As for how this came to be: 9a8591ac35e89fb6043f31574e3955c3fb798e5f added the documentation and #2142 changed the signature of write_image without updating it.


Somewhat related, it would also be nice if the data layout of ExtendedColorType::L1 was explained. I assume that it stores 8 pixels in one byte, but it's not clear to me (1) how it handles images with width % 8 != 0 and (2) which bit corresponds to which pixel (i.e. is the pixel at x=0,y=0 the LSB or MSB in the first byte of buf?). Same for a lot of the other variants.

RunDevelopment avatar Feb 23 '25 00:02 RunDevelopment

Thanks for raising this issue! The real requirement on write_image is that the provided byte slice length is precisely what's expected given the color type.

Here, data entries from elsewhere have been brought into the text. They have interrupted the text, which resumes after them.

PR #1379, opened 2023-04-03
Automatically generate activation events

pokey:
- Depends on #1380 
- Depends on #1378 
- Depends on https://github.com/cursorless-dev/cursorless/pull/1412 (due to use of new typescript `satisfies` operator not supported by older versions of `prettier`)

## Checklist

- [x] ~~Maybe better to rebase onto #1393?~~ should be easy to merge these changes with that so let's not bother
- [x] ~~Add test for real font measurements~~ Filed follow-up https://github.com/cursorless-dev/cursorless/issues/1420


packages/cursorless-vscode/package.json
```diff
@@ -44,46 +44,13 @@
...
-    "*"
-  ],
   "main": "./extension.js",
   "capabilities": {
     "untrustedWorkspaces": {
       "supported": true
     }
   },
   "contributes": {
-    "commands": [
```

We probably need to write out a description somewhere explaining the expected memory layout for pixel data. The general overview is:

  • 8-bit pixel data is arranged sequentially in row-major format without any padding.
  • 16-bit and 32-bit data is expected to be in native endian
  • sub 8-bit pixel data is packed with multiple samples in a single byte. Rows of pixels are padded to byte boundaries. IIRC both PNG and TIFF follow the same convention on the ordering of bits within a byte and I think we do the same. But I'd have to double check.
  • Places that accept byte slices do not require any alignment.